Nos gustó el lugar porque era un negocio familiar. Pedro, el papá, animaba y explicaba cómo debe uno actuar ante el Fado. Nos pidió absoluto silencio, que dejáramos la tecnología de lado y que nos permitiéramos sentir cada guitarreo, cada tonada. Jesica era la cantante principal. Tenía unos 18 años y era mitad mulata. Preciosa. Cuando todo comenzó la única iluminación eran velas, y todo el color de la sala, pequeña, de unas 6 mesas, era rojizo. Era como estar en un secreto.

Lo que partió como un escuchar solemne terminó en una especie de fiesta. Una de las hijas estaba de cumpleaños y Pedro estaba feliz. Soplaron las velas, comimos torta y Pedro destapó aguardiente. A cada uno nos dio los shot que quisiéramos y él acompañaba en todos. Mi garganta ardió como nunca antes. A Pedro lo mandaron a acostar, y así, pasada las 2 am, nos fuimos a perder por las tambaleantes colinas.
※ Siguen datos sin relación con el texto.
PR #1266, opened 2019-09-06
Use the path of libmcwamp to dlopen libmcwamp_hsa, as static function

jeffdaily:
Starting from #1265 , make the static variable CLAMP::library_path into a static function get_library_path() returning a std::string.  This avoids a seg fault caused by the previous PR attempt.

### DIFF
--- a/lib/mcwamp.cpp
+++ b/lib/mcwamp.cpp
@@ -91,7 +91,30 @@ namespace CLAMP {
 // Class declaration
 ////////////////////////////////////////////////////////////
 
-static std::string library_path;
+static std::string get_library_path()
+{
+    static std::string library_path;
+    static std::once_flag once;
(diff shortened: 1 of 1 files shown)


lib/mcwamp.cpp
```diff
@@ -90,6 +90,32 @@ namespace CLAMP {
 ////////////////////////////////////////////////////////////
 // Class declaration
 ////////////////////////////////////////////////////////////
+
+static std::string get_library_path()
```
scchan: can we return `std::string&` instead?

scchan:
This couldn't be built on Ubuntu 16.04 probably due to a bug in the implementation of std::call_once, replacing this PR with https://github.com/RadeonOpenCompute/hcc/pull/1266

PR #1282, opened 2019-10-09
DO NOT MERGE:  Move HCC to use llvm monorepo

david-salinas:
This is a dummy PR to demonstrate changes we will need (shortly) when we move to the LLVM monorepo.


aaronenyeshi:
Looks good, also conflicts look like it needs a rebase or ctu merge

PR #1283, opened 2019-10-09
migrate to monorepo

david-salinas:
This PR, is just a sneak-peek of the PR we will create tomorrow.  This has the latest submodules deleted.  And the gitref to llvm-project would need to be updated in the "real" PR.

Change-Id: If8fbc2f4e563582d6178dcf338bd93ddfc50ee02

### DIFF
--- a/.gitmodules
+++ b/.gitmodules
@@ -1,24 +1,8 @@
-[submodule "llvm"]
-	path = compiler
-	url = https://github.com/RadeonOpenCompute/llvm.git
-	branch = amd-common
-[submodule "lld"]
-	path = lld
-	url = https://github.com/RadeonOpenCompute/lld.git
-	branch = amd-common
-[submodule "clang"]
-	path = clang
-	url = https://github.com/RadeonOpenCompute/hcc-clang-upgrade.git
-	branch = clang_tot_upgrade
-[submodule "compiler-rt"]
-	path = compiler-rt
-	url = https://github.com/RadeonOpenCompute/compiler-rt
-        branch = amd-common
 [submodule "rocdl"]
 	path = rocdl
 	url = http://github.com/RadeonOpenCompute/ROCm-Device-Libs.git
         branch = master
-[submodule "clang-tools-extra"]
-	path = clang-tools-extra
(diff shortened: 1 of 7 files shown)


.gitmodules
```diff
@@ -1,24 +1,8 @@
...
 	url = http://github.com/RadeonOpenCompute/ROCm-Device-Libs.git
         branch = master
-[submodule "clang-tools-extra"]
-	path = clang-tools-extra
-	url = https://github.com/RadeonOpenCompute/clang-tools-extra.git
-	branch = amd-common
+[submodule "llvm-project"]
+	path = llvm-project
+	url = https://github.com/david-salinas/llvm-project
+	branch = amd-common-monorepo-hcc
```
aaronenyeshi: is this supposed to be amd-stg-open-hcc on the RadeonOpenCompute/llvm-project?

aaronenyeshi (changes requested):

.gitmodules
aaronenyeshi: Nvm, you mentioned that in your commit. So the project isn't live yet

david-salinas: yes.  I was just using this repo/branch to validate that HCC could be built with a monorepo.  The "real" PR will have this correct, which will be github.com/llvm-project and branch amd-stg-open-hcc, when that branch is available.

david-salinas:
I've updated this PR, so that we can use it to move HCC to the monorepo, when RadeonOpenCompute/llv-project is updated with the amd-stg-open-hcc branch.

aaronenyeshi (approved):

scchan (changes requested):
LGTM, but still need to wait for the llvm-project and the test results to become available before approving this.

david-salinas:
I've updated this PR, so that we can use it to move HCC to the monorepo, when RadeonOpenCompute/llv-project is updated with the amd-stg-open-hcc branch.

> LGTM, but still need to wait for the llvm-project and the test results to become available before approving this.

And .... before we merge this .... I need to update the gitref for llvm-project to point to branch amd-stg-open-hcc, once it exists and is ready.

PR #1367, opened 2024-05-10
feat: move DNS checker slackbot from lambda

dcshzj:
## Problem

The DNS checker Slackbot currently lives inside a lambda.

## Solution

**Breaking Changes**

**Features**:

- Move the lambda function into the CMS support container.
    - There's quite a bit of permutations on the possible states, so the code is a little jank. Open to suggestions on how we can improve it.

## Tests

- Use the slash command `/stagingasjklasd` inside our Slack (this is connected to our staging instance)
- Verify the output for a few domains

## Deploy Notes

*None*

### DIFF
--- a/src/constants/constants.ts
+++ b/src/constants/constants.ts
@@ -79,7 +79,8 @@ export const REDIRECTION_SERVER_IPS = [
 export const ALLOWED_DNS_ERROR_CODES = ["ENOTFOUND", "ENODATA"]
 
 export const DNS_INDIRECTION_DOMAIN = "hostedon.isomer.gov.sg"
-export const DNS_CNAME_SUFFIXES = ["cloudfront.net", "kxcdn.com"]
+export const DNS_KEYCDN_SUFFIX = "kxcdn.com"
+export const DNS_CNAME_SUFFIXES = ["cloudfront.net", DNS_KEYCDN_SUFFIX]
 export const DNS_INDIRECTION_REPO = "isomer-indirection"
 export const ISOMER_ADMIN_EMAIL = "admin@isomer.gov.sg"
 export const ISOMER_SUPPORT_EMAIL = "support@isomer.gov.sg"
--- a/src/constants/constants.ts
+++ b/src/constants/constants.ts
@@ -79,6 +79,7 @@ export const REDIRECTION_SERVER_IPS = [
 export const ALLOWED_DNS_ERROR_CODES = ["ENOTFOUND", "ENODATA"]
 
 export const DNS_INDIRECTION_DOMAIN = "hostedon.isomer.gov.sg"
+export const DNS_CNAME_SUFFIXES = ["cloudfront.net", "kxcdn.com"]
 export const DNS_INDIRECTION_REPO = "isomer-indirection"
 export const ISOMER_ADMIN_EMAIL = "admin@isomer.gov.sg"
 export const ISOMER_SUPPORT_EMAIL = "support@isomer.gov.sg"
--- a/support/routes/v2/isobot/index.ts
+++ b/support/routes/v2/isobot/index.ts
@@ -3,6 +3,7 @@ import express, { RequestHandler } from "express"
 import { Whitelist } from "@database/models"
 import logger from "@root/logger/logger"
 import WhitelistService from "@root/services/identity/WhitelistService"
+import type { DnsCheckerResponse } from "@root/types/dnsChecker"
 
 import BotService, { SlackPayload } from "./ops/botService"
 
@@ -40,4 +41,39 @@ const handleWhitelistEmails: RequestHandler<
   }
 }
 
+const handleDnsChecker: RequestHandler<
+  never,
+  DnsCheckerResponse | { message: string },
+  SlackPayload,
+  unknown,
+  never
+> = async (req, res) => {
+  const slackTimestamp = req.headers["x-slack-request-timestamp"] as string
+  const slackSig = req.headers["x-slack-signature"] as string
+
+  if (!slackTimestamp || !slackSig)
+    return res.status(400).send({ message: "Missing header/signature" })
+
+  const isVerifiedMessage = botService.verifySignature(
+    slackSig,
+    slackTimestamp,
+    req.body
+  )
+  if (!isVerifiedMessage)
+    return res.status(400).send({ message: "Invalid signature" })
+
+  const validatedDomain = botService.getValidatedDomain(req.body)
+  if (!validatedDomain)
+    return res.status(200).send({
+      message: `Sorry, \`${req.body.text}\` is not a valid domain name. Please try again with a valid one instead.`,
+    })
+
+  // We need to return 200 OK to Slack before we process the request
+  // The response will be done via the response_url provided in the payload
+  return botService
+    .dnsChecker(req.body)
+    .map((response) => res.status(200).send(response))
+}
+
+isobotRouter.post("/dns-checker", handleDnsChecker)
 isobotRouter.post("/whitelist-emails", handleWhitelistEmails)
--- a/support/routes/v2/isobot/index.ts
+++ b/support/routes/v2/isobot/index.ts
@@ -54,8 +54,6 @@ const handleDnsChecker: RequestHandler<
       message: `Sorry, \`${req.body.text}\` is not a valid domain name. Please try again with a valid one instead.`,
     })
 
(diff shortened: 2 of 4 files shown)


support/routes/v2/isobot/index.ts
```diff
@@ -41,5 +42,26 @@ const handleWhitelistEmails: RequestHandler<
   }
 }
 
+const handleDnsChecker: RequestHandler<
```
kishore03109, line 45: trouble you to remove the console.log in line 22 please

support/routes/v2/isobot/index.ts
```diff
@@ -41,5 +42,26 @@ const handleWhitelistEmails: RequestHandler<
...
+  unknown,
+  never
+> = async (req, res) => {
+  const validatedDomain = botService.getValidatedDomain(req.body)
+  if (!validatedDomain)
+    return res.status(200).send({
+      message: `Sorry, \`${req.body.text}\` is not a valid domain name. Please try again with a valid one instead.`,
+    })
+
+  // We need to return 200 OK to Slack before we process the request
```
kishore03109, line 58: is this comment misplaced? seems like we only return a 200 after we actually to the dns calls and get a proper response. 

also why are we optimising for api response times here ah? shouldn't this just be a ping to the domain name, should be at most 2-3 network calls no?

support/routes/v2/isobot/ops/botService.ts
```diff
@@ -19,13 +27,84 @@ export interface SlackPayload {
   text: string
 }
 
+// Slack only gives us 3 seconds to respond, but usually DNS resolution is fast,
```
kishore03109, line 30: uhm. why put an artificial limit for us here ah? is it for graceful error recovery?

support/routes/v2/isobot/ops/botService.ts
```diff
@@ -19,13 +27,84 @@ export interface SlackPayload {
...
   constructor(whitelistService: WhitelistService) {
     this.whitelistService = whitelistService
   }
 
+  private checkCname(domain: string) {
+    return ResultAsync.fromPromise(
+      Promise.race([
+        dns.resolveCname(domain),
+        new Promise<null>((_, reject) =>
+          setTimeout(() => reject(null), DNS_TIMEOUT)
```
kishore03109, line 46: rather than null can just put something like `timeout exceeded`

kishore03109: arh unless this was a typing thing

support/routes/v2/isobot/ops/botService.ts
```diff
@@ -91,6 +170,276 @@ class BotService {
 
     await this.whitelistService.addWhitelist(emails)
   }
+
+  getValidatedDomain(payload: SlackPayload) {
+    const { text: domain } = payload
+    const DOMAIN_NAME_REGEX = /^[a-zA-Z0-9][a-zA-Z0-9-]{0,61}[a-zA-Z0-9](?:\.[a-zA-Z]{2,})+$/
```
kishore03109, line 176: damn where did 61 come from

support/routes/v2/isobot/ops/botService.ts
```diff
@@ -91,6 +170,276 @@ class BotService {
...
+        // check if our indirection domain is still correct
+        if (!cnameRecord) {
+          const indirectionDomain = domain.startsWith("www.")
+            ? `${domain
+                .slice(4)
+                .replaceAll(".", "-")}.${DNS_INDIRECTION_DOMAIN}`
+            : `${domain.replaceAll(".", "-")}.${DNS_INDIRECTION_DOMAIN}`
+
+          return ResultAsync.combine([
+            okAsync(null),
```
kishore03109, line 389: i believe this is misplaced

support/routes/v2/isobot/ops/botService.ts
```diff
@@ -91,6 +170,276 @@ class BotService {
...
+        // check if the CNAME record is valid
+        return ResultAsync.combine([
+          okAsync(cnameDomain),
+          okAsync(cnameRecord),
+          okAsync(cnameRecord),
+          this.checkA(cnameRecord),
+        ])
+      })
+      .andThen(
+        ([cnameDomain, cnameRecord, indirectionDomain, indirectionRecords]) => {
```
kishore03109, line 406: nit: prefer obj over passing in an array so we dont mix up the elements accidently

support/routes/v2/isobot/ops/botService.ts
```diff
@@ -91,6 +170,276 @@ class BotService {
...
+    // Domain is directly pointing to our indirection layer
+    const isDomainOnIndirection =
+      cnameRecord && cnameRecord.endsWith(`.${DNS_INDIRECTION_DOMAIN}`)
+
+    // The intermediate layer (indirection or CNAME) is resolving to valid IPs
+    // If on KeyCDN, then there should only be 1 IP, otherwise there should be 4
+    const isIntermediateValid =
+      intermediateRecords &&
+      ((cnameRecord &&
+        cnameRecord.endsWith(".kxcdn.com") &&
```
kishore03109, line 209: i think we declared the suffixes in a different `constants.ts` file

support/routes/v2/isobot/index.ts
dcshzj: Oh yeah the comment was for a previous iteration where the response was done later, but opted to return immediately for simplicity.

Removed in 15d5512dc78e9bce861968a01f86caf51172741b!

support/routes/v2/isobot/index.ts
dcshzj: Removed in 15d5512dc78e9bce861968a01f86caf51172741b!

support/routes/v2/isobot/ops/botService.ts
dcshzj: Clarified offline. This is because we have to handle the case where the nameserver itself is taking a very long time to respond (or potentially does not respond at all). The Slack command will timeout after 3 seconds and any additional time spent processing would have been wasted work, so opted to terminate early and get the user to retry the command.

support/routes/v2/isobot/ops/botService.ts
dcshzj: Ah yeah the `logger.info` would have captured this.

support/routes/v2/isobot/ops/botService.ts
dcshzj: Domain names have a character limit of 63 characters per part, so the 61 comes from the 63 minus the first and last character.

support/routes/v2/isobot/ops/botService.ts
dcshzj: Hmm no, this one is explicit to be null because the cnameDomain does not actually exist, so we know that it is not valid.

support/routes/v2/isobot/ops/botService.ts
dcshzj: No strong opinions here but was thinking of structuring it this way so that each step of the checking process is separate. Alternatively doing the object method means they would be in a single `ResultAsync.combine()`. Possible but would prefer keeping it the current way for better understanding of the process flow, let me know your thoughts.

dcshzj: Adjusted in d33c2d0a!

src/constants/constants.ts
```diff
@@ -77,6 +77,7 @@ export const REDIRECTION_SERVER_IPS = [
   "18.139.47.66",
 ]
 export const DNS_INDIRECTION_DOMAIN = "hostedon.isomer.gov.sg"
+export const DNS_CNAME_SUFFIXES = ["cloudfront.net", "kxcdn.com"]
```
kishore03109, line 80: sir I meant that its declared in the constants file here haha

kishore03109 (approved):

support/routes/v2/isobot/ops/botService.ts
kishore03109: https://github.com/isomerpages/isomercms-backend/pull/1367#discussion_r1599217406

src/constants/constants.ts
dcshzj: Ah okay, updated in 3ea7d34d8fbb597b2b1826cff233f5b856aa8a43!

[Este es el segundo día en Lisboa, para leer el primero, click aquí]

TIPS:

1.- Tomar tour gratuito Sanderman: Se reserva un turno en el sitio web (gratis), le llega un mail con el punto de encuentro y hace un tour por la zona que le interese. Al finalizar le da al guía lo que diga su corazón (recuerden que muchos viven de eso).

2.- Cafetería A Brasileira: Es muy famosa ya que Pessoa, poeta portugués que creó más de 100 escritos bajo distintos nombres, solía sentarse allí a crear alguna nueva personalidad. También es conocido por ser antiguo (1905) y por ser uno de los primeros en servir “bica” (café expreso con azúcar). 120 de Rua Garrett, barrio Chiado.

3.- Fado: El local se llama A Viela Do Fado. Este es un panorama nocturno, usualmente los show parten desde las 20 o 21 horas, dependen del lugar. Demás está decir que lo súper recomiendo. R. dos Remédios 111, Barrio Alfama.